Your response should be the complete listing, returned exactly as written.
■ ■ ■ ■
PR #153, opened 2019-10-03
Revert the delayed resuming of background fetchers

thomasvl:
Still seeing some reports of issues with command line tools that used the fetcher, so rolling this back so it can be revisited to make things safer.


thomasvl:
@stephanemoore fyi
■ ■ ■ ■
Answer to the exercise
PR #153, opened 2019-10-03
Revert the delayed resuming of background fetchers

thomasvl:
Still seeing some reports of issues with command line tools that used the fetcher, so rolling this back so it can be revisited to make things safer.


thomasvl:
@stephanemoore fyi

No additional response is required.